**TASK REQUIREMENTS**
Your reply should be the full listing, copied exactly.

%%

PR #1571, opened 2021-06-15
Static builds for Linux on x64 (amd64) and arm32v7 architectures

thecount2a:
This PR will add github actions that do static builds for both the 64-bit intel platform and arm32v7 architectures. This means that hledger becomes accessible to people on many versions of Linux and many different types of devices without ANY complex dependencies and regardless of the glibc version of their Linux distro. This is huge, since the current Linux binary build that is offered is currently compiled on the latest version of Ubuntu, which means it cannot be used on most other Linuxes or on older versions of Ubuntu. 

These github actions will automatically build both static Linux builds when any tags of the format [numeric].[numeric]-any-modifying-text or [numeric].[numeric].[numeric]-any-modifying-text are pushed. "-any-modifying-text" can be omitted of course but may be included so that a release candidate build can be pushed before doing an actual release, just to make sure static builds are still working.

The x64 build is linked with the musl library (alternative to glibc). This makes it unlikely to ever try to dynamically load ANY other libraries, regardless of circumstances. This is the gold standard when it comes to generating static builds. This build generates the core hledger program, along with hledger-ui, and hledger-web. This build uses the alpine light-weight operating system as the underlying build environment and takes advantage of its support for the musl library as the default and makes static builds easy. Cabal is used for building, due to its support for static builds.

The ARM build is linked with with the glibc library and currently only builds the main hledger binary, rather than building all main hledger binaries. The reason for this is that glibc is known for trying to dynamically load the glibc library on the platform if you use networking features of glibc or do TTY manipulation, even if the original binary was built statically against glibc. This defeats the purpose of static builds, since it will look for a recent version of glibc. hledger-ui does major TTY manipulation (using ncurses) and hledger-web uses glibc networking features. Therefore, until a musl-linked GHC build becomes available on the ARM platform, we will only be able to compile and link hledger with glibc, excluding hledger-ui and hledger-web due to the fact that static builds of those binaries will be likely to misbehave. The hledger binary alone is sufficient for many people's workflow.  For more context on why GHC is not available in a form linked with the musl library, see this discussion on the alpine project: https://github.com/alpinelinux/aports/pull/4255 GHC used to be available on the ARM version of alpine but it was removed when they upgraded to GHC version 8.4.2 due to the difficulty in maintaining recent versions of GHC paired with musl. Regardless, glibc-linked hledger works great and works fine even on very old versions of glibc (I tested it with a version of glibc from year 2011, version 2.13 and it worked just fine).

Current build times that I've observed for each build are as follows:

x64: About 24 minutes to build all dependencies and the 3 hledger binaries

arm32v7: Around 5 hours (it can take a little less than 5 hours and it sometimes takes 5 and a half hours). This extended build time is due to the github action using qemu to emulate the ARM architecture. If github actions begins supporting native ARM builds at some later date, this may become much faster in the future. Many other CI providers are beginning to offer native ARM builds these days so github actions may do this soon to catch up. Right now, github actions allows self-hosted ARM runners but this would involve additional expense and automation, since we would have to pay for an ARM VM on the AWS cloud or somebody would have to maintain an "always up" ARM machine for building.


simonmichael:
Fantastic work @thecount2a. I will review and give more input when I can. I'm fine with a huge slow build if we don't have to run it often, so I'm planning to merge this and provide these as official binaries as you suggest.

simonmichael:
@thecount2a could you rebase this against master when you get a chance.

simonmichael:
For easier review now and in future, and a quicker merge: would you be able to rewrite and simplify this history at least a bit ? Eg rebase on master, avoid nuking the existing scripts, perhaps squash the minor fixups ? 

Could you also make these run on push to a special branch (ci-linux-static & ci-linux-static-arm32 ?), like linux/mac/windows.yml. I would maybe comment out the tag-based triggers for now, until I get the hang of this.

simonmichael:
Who maintains/controls changes to the new docker/* and softprop/ actions ?

thecount2a:
Yes, I'm happy to make these changes and rebase/cleanup history. Sorry about that. Hopefully I can get to it this evening.

The docker organization controls the docker github actions, so I feel that this is relatively safe. It is not "certified by github" but I don't think any of the github certified actions provides any supported approach for running docker buildx builds which we need for the ARM qemu approach to building. I could definitely reformulate the x64 static build to not use anything from docker if you would prefer that. I had it that way earlier in my development process. I just decided to make both of the static build actions similar to make the build process easy to follow and easy to compare to each other.

Softprop is managed by somebody by the name of Doug Tangren and it seems to be the preferred github action to use for automatically uploading release files. Github themselves used to maintain a github action for this but it fell unmaintained so github "archived" their action and updated their repo to point toward the third-party ones, since they were better maintained. Here is the original github one that was archived: https://github.com/actions/create-release The softprop action seems to be the most active one, has the most recent releases and the greatest number of maintainers. I can easily remove our usage of this github action if you prefer to push to a CI branch and generate artifacts that way anyway, then we don't have to worry about this. Then you will need to manually download them and upload the binaries to the actual release yourself but I assume this is your normal process anyway. I just wanted to automate it as much as possible during my testing.

Let me know if you want me to remove docker from the Intel Linux build, it shouldn't be difficult.

simonmichael:
Thanks Garret. No hurry.

Ordinarily the auto-upload would be good as a separate PR, but it's ok as is. The actions research is helpful. I hope we'll never find our CI is mining crypto or DDOS'ing hospitals or doing something sneakier. I want these conveniences, so I guess we'll hope that Docker and softprop are popular enough that such problems would be noticed quickly. 

Yes, if it's not too bothersome, and doesn't hurt maintainability too much, let's avoid docker except where its necessary - less complexity, less ways to fail.

thecount2a:
I was able to get all the history cleaned up (with some force-pushes), merge branch rebased against simonmichael/hledger, Linux build switched to use the non-docker approach, CI builds triggered by tags commented out and build triggered by special branch names added. Sorry about so many force-pushes. I don't usually push untested code so many times during my development process but since this is a unique type of development where I must push in order to test the github actions, I must cleanup messy git history by squashing commits and using force-pushes. Recent changes have all been tested on my branches. Linux x64 build took 24 minutes, Linux ARM build took 5 hours and 36 minutes. Thanks for taking a look at this!

simonmichael:
Yes, testing CI scripts is a pain. Thank you very much, looks great! I'll squash and merge.

simonmichael:
About the addition of softprops/action-gh-release - this looks super useful. I guess I'll find out, but is it right for multiple workflows to call this - will it create multiple releases, or will the first one create it and the others upload to that one ?

thecount2a:
In my experience, releases are created automatically at the moment a new tag is created and pushed. There are default files that are attached to the "auto-created" releases which are just .zip and .tar.gz source code bundles. action-gh-release will simply add files as new attachments to the release. You still have the opportunity to go in from the github.com interface and customize the release as usual by adding release text, adding or removing attached files and so on.

simonmichael:
Hi @thecount2a, some things I'm wondering about, in case you have any ideas:

- Why did this arm32 run fail ? https://github.com/simonmichael/hledger/actions/runs/997438576 

- Why did all my runs with the softprop release action seem to skip it, eg https://github.com/simonmichael/hledger/runs/2981249148 ? 

- Why did all my attempts to trigger on pushing tags fail to trigger, even after adopting your better patterns ? (I have added `workflow_dispatch` to all workflows so I can at least run them manually.)

thecount2a:
Unfortunately the arm32 build failed because the particular build server was heavily loaded and it took a full 6 hours to build, which is the limit. After building for 6 hours, GitHub kills builds. I had that happen to me one time but then the same build finished in under 6 hours at least half a dozen other times. I think it's just chance whether you happen to get assigned to a heavily loaded server or not.

I haven't had a chance to check into exactly why your tag pushes weren't working but when I click on your link, it says that particular workflow was triggered by a push to "master" which is supposed to be skipped since it's a pure master push. I had to specifically push tags using command-line git to get it to make releases and upload files. The blue highlighted part of the GitHub actions interface would always show me the tag name when it triggered based off of tag pushes.

simonmichael:
Thanks!

simonmichael:
A heads up, I'm doing a little renaming in these workflows (Static Binaries -> hledger-linux-static-x64, static-linux -> linux-static generally); hope it doesn't break your nextcloud flow.

thecount2a:
Nope, no problem at all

%%

**ANSWER FOR THIS EXERCISE**
PR #1571, opened 2021-06-15
Static builds for Linux on x64 (amd64) and arm32v7 architectures

thecount2a:
This PR will add github actions that do static builds for both the 64-bit intel platform and arm32v7 architectures. This means that hledger becomes accessible to people on many versions of Linux and many different types of devices without ANY complex dependencies and regardless of the glibc version of their Linux distro. This is huge, since the current Linux binary build that is offered is currently compiled on the latest version of Ubuntu, which means it cannot be used on most other Linuxes or on older versions of Ubuntu. 

These github actions will automatically build both static Linux builds when any tags of the format [numeric].[numeric]-any-modifying-text or [numeric].[numeric].[numeric]-any-modifying-text are pushed. "-any-modifying-text" can be omitted of course but may be included so that a release candidate build can be pushed before doing an actual release, just to make sure static builds are still working.

The x64 build is linked with the musl library (alternative to glibc). This makes it unlikely to ever try to dynamically load ANY other libraries, regardless of circumstances. This is the gold standard when it comes to generating static builds. This build generates the core hledger program, along with hledger-ui, and hledger-web. This build uses the alpine light-weight operating system as the underlying build environment and takes advantage of its support for the musl library as the default and makes static builds easy. Cabal is used for building, due to its support for static builds.

The ARM build is linked with with the glibc library and currently only builds the main hledger binary, rather than building all main hledger binaries. The reason for this is that glibc is known for trying to dynamically load the glibc library on the platform if you use networking features of glibc or do TTY manipulation, even if the original binary was built statically against glibc. This defeats the purpose of static builds, since it will look for a recent version of glibc. hledger-ui does major TTY manipulation (using ncurses) and hledger-web uses glibc networking features. Therefore, until a musl-linked GHC build becomes available on the ARM platform, we will only be able to compile and link hledger with glibc, excluding hledger-ui and hledger-web due to the fact that static builds of those binaries will be likely to misbehave. The hledger binary alone is sufficient for many people's workflow.  For more context on why GHC is not available in a form linked with the musl library, see this discussion on the alpine project: https://github.com/alpinelinux/aports/pull/4255 GHC used to be available on the ARM version of alpine but it was removed when they upgraded to GHC version 8.4.2 due to the difficulty in maintaining recent versions of GHC paired with musl. Regardless, glibc-linked hledger works great and works fine even on very old versions of glibc (I tested it with a version of glibc from year 2011, version 2.13 and it worked just fine).

Current build times that I've observed for each build are as follows:

x64: About 24 minutes to build all dependencies and the 3 hledger binaries

arm32v7: Around 5 hours (it can take a little less than 5 hours and it sometimes takes 5 and a half hours). This extended build time is due to the github action using qemu to emulate the ARM architecture. If github actions begins supporting native ARM builds at some later date, this may become much faster in the future. Many other CI providers are beginning to offer native ARM builds these days so github actions may do this soon to catch up. Right now, github actions allows self-hosted ARM runners but this would involve additional expense and automation, since we would have to pay for an ARM VM on the AWS cloud or somebody would have to maintain an "always up" ARM machine for building.


simonmichael:
Fantastic work @thecount2a. I will review and give more input when I can. I'm fine with a huge slow build if we don't have to run it often, so I'm planning to merge this and provide these as official binaries as you suggest.

simonmichael:
@thecount2a could you rebase this against master when you get a chance.

simonmichael:
For easier review now and in future, and a quicker merge: would you be able to rewrite and simplify this history at least a bit ? Eg rebase on master, avoid nuking the existing scripts, perhaps squash the minor fixups ? 

Could you also make these run on push to a special branch (ci-linux-static & ci-linux-static-arm32 ?), like linux/mac/windows.yml. I would maybe comment out the tag-based triggers for now, until I get the hang of this.

simonmichael:
Who maintains/controls changes to the new docker/* and softprop/ actions ?

thecount2a:
Yes, I'm happy to make these changes and rebase/cleanup history. Sorry about that. Hopefully I can get to it this evening.

The docker organization controls the docker github actions, so I feel that this is relatively safe. It is not "certified by github" but I don't think any of the github certified actions provides any supported approach for running docker buildx builds which we need for the ARM qemu approach to building. I could definitely reformulate the x64 static build to not use anything from docker if you would prefer that. I had it that way earlier in my development process. I just decided to make both of the static build actions similar to make the build process easy to follow and easy to compare to each other.

Softprop is managed by somebody by the name of Doug Tangren and it seems to be the preferred github action to use for automatically uploading release files. Github themselves used to maintain a github action for this but it fell unmaintained so github "archived" their action and updated their repo to point toward the third-party ones, since they were better maintained. Here is the original github one that was archived: https://github.com/actions/create-release The softprop action seems to be the most active one, has the most recent releases and the greatest number of maintainers. I can easily remove our usage of this github action if you prefer to push to a CI branch and generate artifacts that way anyway, then we don't have to worry about this. Then you will need to manually download them and upload the binaries to the actual release yourself but I assume this is your normal process anyway. I just wanted to automate it as much as possible during my testing.

Let me know if you want me to remove docker from the Intel Linux build, it shouldn't be difficult.

simonmichael:
Thanks Garret. No hurry.

Ordinarily the auto-upload would be good as a separate PR, but it's ok as is. The actions research is helpful. I hope we'll never find our CI is mining crypto or DDOS'ing hospitals or doing something sneakier. I want these conveniences, so I guess we'll hope that Docker and softprop are popular enough that such problems would be noticed quickly. 

Yes, if it's not too bothersome, and doesn't hurt maintainability too much, let's avoid docker except where its necessary - less complexity, less ways to fail.

thecount2a:
I was able to get all the history cleaned up (with some force-pushes), merge branch rebased against simonmichael/hledger, Linux build switched to use the non-docker approach, CI builds triggered by tags commented out and build triggered by special branch names added. Sorry about so many force-pushes. I don't usually push untested code so many times during my development process but since this is a unique type of development where I must push in order to test the github actions, I must cleanup messy git history by squashing commits and using force-pushes. Recent changes have all been tested on my branches. Linux x64 build took 24 minutes, Linux ARM build took 5 hours and 36 minutes. Thanks for taking a look at this!

simonmichael:
Yes, testing CI scripts is a pain. Thank you very much, looks great! I'll squash and merge.

simonmichael:
About the addition of softprops/action-gh-release - this looks super useful. I guess I'll find out, but is it right for multiple workflows to call this - will it create multiple releases, or will the first one create it and the others upload to that one ?

thecount2a:
In my experience, releases are created automatically at the moment a new tag is created and pushed. There are default files that are attached to the "auto-created" releases which are just .zip and .tar.gz source code bundles. action-gh-release will simply add files as new attachments to the release. You still have the opportunity to go in from the github.com interface and customize the release as usual by adding release text, adding or removing attached files and so on.

simonmichael:
Hi @thecount2a, some things I'm wondering about, in case you have any ideas:

- Why did this arm32 run fail ? https://github.com/simonmichael/hledger/actions/runs/997438576 

- Why did all my runs with the softprop release action seem to skip it, eg https://github.com/simonmichael/hledger/runs/2981249148 ? 

- Why did all my attempts to trigger on pushing tags fail to trigger, even after adopting your better patterns ? (I have added `workflow_dispatch` to all workflows so I can at least run them manually.)

thecount2a:
Unfortunately the arm32 build failed because the particular build server was heavily loaded and it took a full 6 hours to build, which is the limit. After building for 6 hours, GitHub kills builds. I had that happen to me one time but then the same build finished in under 6 hours at least half a dozen other times. I think it's just chance whether you happen to get assigned to a heavily loaded server or not.

I haven't had a chance to check into exactly why your tag pushes weren't working but when I click on your link, it says that particular workflow was triggered by a push to "master" which is supposed to be skipped since it's a pure master push. I had to specifically push tags using command-line git to get it to make releases and upload files. The blue highlighted part of the GitHub actions interface would always show me the tag name when it triggered based off of tag pushes.

simonmichael:
Thanks!

simonmichael:
A heads up, I'm doing a little renaming in these workflows (Static Binaries -> hledger-linux-static-x64, static-linux -> linux-static generally); hope it doesn't break your nextcloud flow.

thecount2a:
Nope, no problem at all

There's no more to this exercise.